Y si hasta en la desaparición de sus restos, que no se pueden hallar, simbolízase la desaparición posible y futura de su patria, entonces ¡oh Niágara inmortal! falta una estrofa, todavía útil, a tus soberbios versos. ¡Pídele ¡oh Niágara! al que da y quita, que sean libres y justos todos los pueblos de la tierra; que no emplee pueblo alguno el poder obtenido por la libertad, en arrebatarla a los que se han mostrado dignos de ella; que si un pueblo osa poner la mano sobre otro, no lo ayuden al robo, sin que te salgas, oh Niágara, de los bordes, los hermanos del pueblo desamparado!

Las voces del torrente, los prismas de la catarata, los penachos de espuma de colores que brotan de su seno, y el arco que le ciñe las sienes, son el cortejo propio, no mis palabras, del gran poeta en su tumba. Allí, frente a la maravilla vencida, es donde se ha de ir a saludar al genio vencedor.[…]

¿Y nosotros, culpables, cómo lo saludaremos? ¡Danos, oh padre, virtud suficiente para que nos lloren las mujeres de nuestro tiempo, como te lloraron a ti las mujeres del tuyo; o haznos perecer en uno de los cataclismos que tú amabas, si no hemos de saber ser dignos de ti!

Discurso en el Harman Hall, de Nueva York, el 30 de noviembre de 1889.

JULIÁN DEL CASAL

Aquel nombre tan bello que al pie de los versos tristes y joyantes parecía invención romántica más que realidad, no es ya el nombre de un vivo. Aquel fino espíritu, aquel cariño medroso y tierno, aquella ideal peregrinación, aquel melancólico amor a la hermosura ausente de su tierra nativa, porque las letras sólo pueden ser enlutadas o hetairas en un país sin libertad, ya no son hoy más que un puñado de versos, impresos en papel infeliz, como dicen que fue la vida del poeta.

De la beldad vivía prendida su alma; del cristal tallado y de la levedad japonesa; del color del ajenjo y de las rosas del jardín; de mujeres de perla, con ornamentos de plata labrada; y él, como Cellini, ponía en un salero a Júpiter. Aborrecía lo falso y pomposo. Murió, de su cuerpo endeble, o del pesar de vivir, con la fantasía elegante y enamorada, en un pueblo servil y deforme. De él se puede decir que, pagado del arte, por gustar del de Francia tan de cerca, le tomó la poesía nula, y de desgano falso e innecesario, con que los orífices del verso parisiense entretuvieron estos años últimos el vacío ideal de su época transitoria. En el mundo, si se le lleva con dignidad, hay aún poesía para mucho; todo es el valor moral con que se encare y dome la injusticia aparente de la vida; mientras haya un bien que hacer, un derecho que defender, un libro sano y fuerte que leer, un rincón de monte, una mujer buena, un verdadero amigo, tendrá vigor el corazón sensible para amar y loar lo bello y ordenado de la vida, odiosa a veces por la brutal maldad con que suelen afearla la venganza y la codicia. El sello de la grandeza es ese triunfo. De Antonio Pérez es esta verdad: «Sólo los grandes estómagos digieren veneno».

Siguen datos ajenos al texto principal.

PR #29, opened 2024-01-02
Mark external links by appending an icon

### LINKED ISSUE #28: Mark external links
When browsing the website, I found it frustrating that I didn't know which links I could use to navigate around the website and which ones would take me elsewhere. Maybe it would be a good idea to mark external links.

I will submit a PR that potentially solves the issue by appending an icon, but I don't know if that's the best solution and if it should be implemented differently, so I also opened this issue.

Wituareard:
I implemented a style that potentially closes #28 by appending an icon to all external links, similar to how Wikipedia handles it. Personally I don't find it to be too distracting, but I contribute to Wikipedia, so I am used to the design and therefore that's probably not the best metric.

This is how it makes the text look:
grafik

And this is how it makes the footer look:
grafik

(I hope I didn't spam everyone's emails too much with my failed attempts to fork the repo and use this account locally.)


joepio:
Awesome! Thanks :D

PR #30, opened 2024-01-03
Fix grammar error

Wituareard:
An alternative wording would be "how to do it safely" referring to the process of developing the systems.


joepio:
Great, thanks!

PR #39, opened 2024-01-07
More countercounterarguments

Pato-desu:


Pato-desu:
mixed a bunch of different commits. oops

PR #41, opened 2024-01-08
Mention possibility to donate in footer

Wituareard:


Wituareard:
Ok, I'm not sure about this anymore. It better describes the link, but when you see it on the front page without reading about the other possibilities, it can also look like that's the ultimate way to donate to the cause.

Wituareard:
Closing it for now

PR #42, opened 2024-01-09
Add Schema.org markup

Wituareard:
For reference see https://developers.google.com/search/docs/appearance/structured-data/intro-structured-data and https://schema.org/BlogPosting

I also added the description meta tag, see https://developers.google.com/search/docs/appearance/snippet


joepio:
Great idea, thanks!

PR #43, opened 2024-01-09
Fix Schema.org markup

Wituareard:
The [Google Search Console ](https://search.google.com/test/rich-results/result/r%2Farticles?id=5JRts2_x2Sntp3qzWaBKnw)wants the image to have an `url` instead of a `contentUrl`, I don't know why I didn't catch that earlier.


joepio:
Thanks again! :) really appreciate all these PRs

PR #48, opened 2024-01-11
Improve defintion of intelligene in xrisk.md

Wituareard:
When talking about intelligence, people can mean a variety of different things. So I tried to make clearer that we don't want to share knowledge on the term itself, and instead just want to define what we are concerned about.


joepio (approved):

joepio:
Good!

Issue #45, opened 2024-01-10
Privacy policy


Wituareard:
As far as I know, the GDPR requires the site to have a privacy policy and some EU countries even require a cookie banner for using Google Analytics.

joepio:
You're right, we should add this.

Por toda nuestra América era Julián del Casal muy conocido y amado, y ya se oirán los elogios y las tristezas. Y es que en América está ya en flor la gente nueva, que pide peso a la prosa y condición al verso, y quiere trabajo y realidad en la política y en la literatura. Lo hinchado cansó, y la política hueca y rudimentaria, y aquella falsa lozanía de las letras que recuerda los perros aventados del loco de Cervantes. Es como una familia en América esta generación literaria, que principió por el rebusco imitado, y está ya en la elegancia suelta y concisa, y en la expresión artística y sincera, breve y tallada, del sentimiento personal y del juicio criollo y directo. El verso, para estos trabajadores, ha de ir sonando y volando. El verso, hijo de la emoción, ha de ser fino y profundo, como una nota de arpa. No se ha de decir lo raro, sino el instante raro de la emoción noble o graciosa. Y ese verso, con aplauso y cariño de los americanos, era el que trabajaba Julián del Casal. Y luego, había otra razón para que lo amasen; y fue que la poesía doliente y caprichosa que le vino de Francia con la rima excelsa, paró por ser en él la expresión natural del poco apego que artista tan delicado había de sentir por aquel país de sus entrañas, donde la conciencia oculta o confesa de la general humillación trae a todo el mundo como acorralado, o como con antifaz, sin gusto ni poder para la franqueza y las gracias del alma. La poesía vive de honra.

Murió el pobre poeta, y no lo llegamos a conocer. ¡Así vamos todos, en esa pobre tierra nuestra, partidos en dos, con nuestras energías regadas por el mundo, viviendo sin persona en los pueblos ajenos, y con la persona extraña sentada en los sillones de nuestro pueblo propio! Nos agriamos en vez de amarnos. Nos encelamos en vez de abrir vía juntos. Nos queremos como por entre las rejas de una prisión. ¡En verdad que es tiempo de acabar! Ya Julián del Casal acabó, joven y triste. Quedan sus versos. La América lo quiere, por fino y por sincero. Las mujeres lo lloran.

 

Patria, 31 de octubre de 1893.

BACHILLER Y MORALES

La inteligencia es don casual que la Naturaleza, soñolienta a veces, pone en el cráneo de un vil, como pone en un cuerpo de hetaira la hermosura: a muchos hombres se les puede dejar la espalda descubierta de un tirón, y enseñar el letrero que dice claro: «¡hetaira!» El don propio, y medida del mérito, es el carácter, o sea el denuedo para obrar conforme a la virtud, que tiene como enemigos los consejos del mundo y los afectos más poderosos en el alma.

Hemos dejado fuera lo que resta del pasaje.